简体繁体 English

正在从Cassandra中获取数据？

[英]Getting data OUT of Cassandra?

原文 2018-05-21 18:13:51 4 1 cassandra/ export

How can I export data, over a period of time (like hourly or daily) or updated records from a Cassandra database? 如何在一段时间内（例如每小时或每天）或从Cassandra数据库中导出更新的记录来导出数据？ It seems like using an index with a date field might work, but I definitely get timeouts in my cqlsh when I try that by hand, so I'm concerned that it's not reliable to do that. 似乎使用带有日期字段的索引似乎可行，但是当我手动尝试时，我肯定会在cqlsh中超时，因此我担心这样做不可靠。
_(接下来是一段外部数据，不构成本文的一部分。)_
PR #11561, opened 2019-04-25
[Stats Refresh] Insights: fix getting most popular day

ScoutHarris:
Fixes #n/a

When accessing Insights, if the raw `mostPopularWeekday` was 0, subtracting 1 from it would go 💥  when used as the index for `standaloneWeekdaySymbols`. This adds a check for that, and sets the index accordingly.

To test:
- On a site where the most popular day is the start of the week, go to Stats > Insights.
- Verify it doesn't crash.

Update release notes:

### DIFF
--- a/WordPress/Classes/ViewRelated/Stats/Insights/SiteStatsInsightsViewModel.swift
+++ b/WordPress/Classes/ViewRelated/Stats/Insights/SiteStatsInsightsViewModel.swift
@@ -204,7 +204,7 @@ private extension SiteStatsInsightsViewModel {
         calendar.locale = Locale.autoupdatingCurrent
 
         // Back up mostPopularWeekday by 1 to get correct index for standaloneWeekdaySymbols.
-        mostPopularWeekday = mostPopularWeekday == 0 ? 6 : mostPopularWeekday - 1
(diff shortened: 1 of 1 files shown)


ScoutHarris:
Hey @SergioEstevao . Since you have a site that triggered this, would you mind testing this? Thank you!

WordPress/Classes/ViewRelated/Stats/Insights/SiteStatsInsightsViewModel.swift
```diff
@@ -193,29 +193,28 @@ private extension SiteStatsInsightsViewModel {
...
+            else {
                 return []
         }
 
         var calendar = Calendar.init(identifier: .gregorian)
         calendar.locale = Locale.autoupdatingCurrent
 
-        let dayString = calendar.standaloneWeekdaySymbols[mostPopularWeekday - 1]
+        // Back up mostPopularWeekday by 1 to get correct index for standaloneWeekdaySymbols.
+        mostPopularWeekday = mostPopularWeekday == 0 ? 6 : mostPopularWeekday - 1
```
SergioEstevao: Instead of hardcoding 6 here, what about of using 'calendar.standaloneWeekdaySymbols.count -1'

ScoutHarris: Sure. And done!

PR #11562, opened 2019-04-25
Added accessibility label to add image in new user epilogue

### LINKED ISSUE #11489: New Account VoiceOver: add image button label is not accessible
Steps to reproduce:

1. Log out of the WPiOS app.
1. Follow the prompts until you reach the New Account screen.
1. Tap the "Add Image" button to find that doesn't have a label.

Result: only "button" is announced when you tap on the "Add Image" button on the New Account screen. ([5s](https://cloudup.com/cV5xWztv8Rx))

voiceover-add-image-button-is-not-announced

stevebaranski:
Fixes #11489.

To test:
- Replicate the steps in the issue with VoiceOver, and verify that the accessible description is read.

Update release notes:

@danielebogo or @etoledom , would one of you be willing to take a look at this?

### DIFF
--- a/WordPress/Classes/ViewRelated/NUX/EpilogueUserInfoCell.swift
+++ b/WordPress/Classes/ViewRelated/NUX/EpilogueUserInfoCell.swift
@@ -18,9 +18,10 @@ extension EpilogueUserInfoCellViewControllerProvider where Self: UIViewControlle
 class EpilogueUserInfoCell: UITableViewCell {
 
     @IBOutlet var activityIndicator: UIActivityIndicatorView!
-    @IBOutlet var gravatarView: UIImageView!
-    @IBOutlet var gravatarAddIcon: UIImageView!
     @IBOutlet var gravatarActivityIndicator: UIActivityIndicatorView!
+    @IBOutlet var gravatarAddIcon: UIImageView!
+    @IBOutlet var gravatarButton: UIButton!
+    @IBOutlet var gravatarView: UIImageView!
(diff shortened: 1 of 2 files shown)


etoledom:
Thank you @danielebogo for testing it!

My grain of salt: I think it would be good to add a hint stating what this image is for. By the shape of the image you can tell that it will be used as an avatar for the site, but a VoiceOver user won't know that.

Or instead of a simple "Add image", it could be a more descriptive, something like "Add account image" (plus the hint).

danielebogo:
@etoledom that's a good point!

stevebaranski:
@danielebogo thanks for the review!

> My grain of salt: I think it would be good to add a hint stating what this image is for. By the shape of the image you can tell that it will be used as an avatar for the site, but a VoiceOver user won't know that.
> 
> Or instead of a simple "Add image", it could be a more descriptive, something like "Add account image" (plus the hint).

@etoledom that's valid feedback, thank you. 

I have pushed an additional commit that revises the description, and adds a hint as you suggested. I took special care to honor the distinctions between the two. Can you let me know if this is more inline with your expectations?

etoledom:
That looks great! Thank you @stevebaranski for updating it 👍 

:shipit:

If that's not the right way, then how do people get their data out of Cassandra and into a traditional database (for analysis, querying with JOINs, etc..)? 如果这不是正确的方法，那么人们如何将数据从Cassandra中提取到传统数据库中（用于分析，使用JOIN进行查询等）？ It's not a java shop, so using Spark is non-trivial (and we don't want to change our whole system to use Spark instead of cassandra directly). 它不是一家Java商店，因此使用Spark并非易事（而且我们不想将整个系统更改为直接使用Spark而不是cassandra）。 Do I have to read sstables and try to keep track of them that way? 我是否必须阅读sstables并尝试以这种方式跟踪它们？ Is there a way to say "get me all records affected after point in time X" or "get me all changes after timestamp X" or something similar? 有没有办法说“让我在时间点X之后受影响的所有记录”或“让我在时间戳X之后获得所有的更改”或类似的说法？

It looks like Cassandra is really awesome at rapidly reading and writing individual records, but beyond that Cassandra seems to not be the right tool if you want to pull its data into anything else for analysis or warehousing or querying... 看起来Cassandra在快速读取和写入单个记录方面确实很棒，但是除此之外，如果您想将Cassandra的数据放入其他任何数据进行分析，仓储或查询，Cassandra似乎不是正确的工具...

1 个解决方案

Spark is the most typical to do exactly that (as you say). 正如您所说，Spark是最典型的做到这一点的工具。 It does it efficiently and is used often so pretty reliable. 它有效地做到了，并且使用起来非常可靠。 Cassandra is not really designed for OLAP workloads but things like spark connector help bridge the gap. Cassandra并不是真正为OLAP工作负载而设计的，但是诸如火花连接器之类的东西有助于缩小差距。 DataStax Enterprise might have some more options available to you but I am not sure their current offerings. DataStax Enterprise可能还有更多选项供您选择，但我不确定它们当前的产品。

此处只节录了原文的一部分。